What is a Bayes factor and what counts as decisive evidence for an AEO trend?

A Bayes factor is a ratio of how much more likely the observed data is if the rate truly changed versus if it stayed flat. By convention, a Bayes factor above 100 is decisive. Between 10 and 100 is strong but not decisive. Below 10 means collect more data. Most AEO tools never compute this, which is why their dashboards generate a steady stream of false-positive movement claims.

Do I need a separate AEO test bed for ChatGPT, Gemini, Claude, and Perplexity?

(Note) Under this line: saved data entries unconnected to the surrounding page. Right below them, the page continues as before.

PR #825, opened 2019-10-03
#562: assert.NoError() and assert.Error() now behave correctly when a nil error struct is supplied

### LINKED ISSUE #562: assert NoError behaves unexpectedly with nil struct
We have some internal functions that return a struct dedicated to wrapping customer-facing errors, and thus have more to it than the standard `error` interface. To enforce that we use these structs everywhere, as we want to, we're returning our custom `*errors.Error` type instead of `error`.

However, when passing the returned value to `assert.NoError(t, err)` it will **always** indicate an error, even when the value is `nil`. Our type implements `Error()`, so it can be passed places that `error` is expected, so testify's behavior here feels like a bug.

```go
func TestSomething(t *testing.T) {
  require.NoError(t, succeed())  // Received unexpected error: <nil>
}

type CustomError struct {}
func (e *CustomError) Error() string { return "boom" }

func succeed() *CustomError {
  return nil
}
```

This looks like an edge-case in the way that `nil` values are being detected, and the workaround for now is to use `require.Nil(t, err)` but I have been using `NoError()` for a long time elsewhere and will probably forget at some point. :stuck_out_tongue:

e-nikolov:
Fixes #562 

assert.Nil already does this correctly by checking via reflection if the supplied value isn't nil wrapped in an interface in order to not give false results. I think assert.NoError should do the same.

### DIFF
--- a/assert/assertions.go
+++ b/assert/assertions.go
@@ -1197,7 +1197,7 @@ func NoError(t TestingT, err error, msgAndArgs ...interface{}) bool {
 	if h, ok := t.(tHelper); ok {
 		h.Helper()
 	}
-	if err != nil {
+	if !isNil(err) {
 		return Fail(t, fmt.Sprintf("Received unexpected error:\n%+v", err), msgAndArgs...)
 	}
 
@@ -1215,7 +1215,7 @@ func Error(t TestingT, err error, msgAndArgs ...interface{}) bool {
 		h.Helper()
 	}
 
-	if err == nil {
+	if isNil(err)  {
 		return Fail(t, "An error is expected but got nil.", msgAndArgs...)
 	}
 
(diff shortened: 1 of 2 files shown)


e-nikolov:
I can imagine that this could be considered as breaking backwards compatibility, so perhaps there could be new functions to do this instead of modifying the behaviour of the existing ones. But I think it's quite useful to be able to use something like assert.NoError(err) on custom error types.

boyan-soubachov:
Could you please add a unit test covering the use-case you're solving? If I understand correctly, this change only fixes for the following scenario:
```
type MyCustomError {
    err error
}

a := MyCustomError{err=nil}
```
?

ronaknnathani:
Any plans to merge this change?

Antonboom:
Looks like bad change leading to implicit bugs.
@dolmen I propose to close this PR

dolmen:
#562 is invalid. This patch will break correct behaviour instead of fixing.

Thanks @Antonboom for review.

The same statistical framework applies to all of them, but each model needs its own snapshot. Different models batch and sample differently, so kernel-level noise has different bounds. Different retrieval pipelines also surface different content, so citation rates and the prompts that anchor brand mentions are not interchangeable. Run the test bed per model and compare cross-model only at the trend-significance layer.

How often should I run an AEO test bed snapshot?

Weekly is the floor for a sustained-shift test that needs three consecutive snapshots above the baseline credible interval. Daily is overkill for most B2B SaaS use cases because the buyer-query population does not move that fast. We run weekly snapshots at Discovered Labs and reserve daily snapshots for periods immediately after a major content or distribution change, when you want a tighter detection window.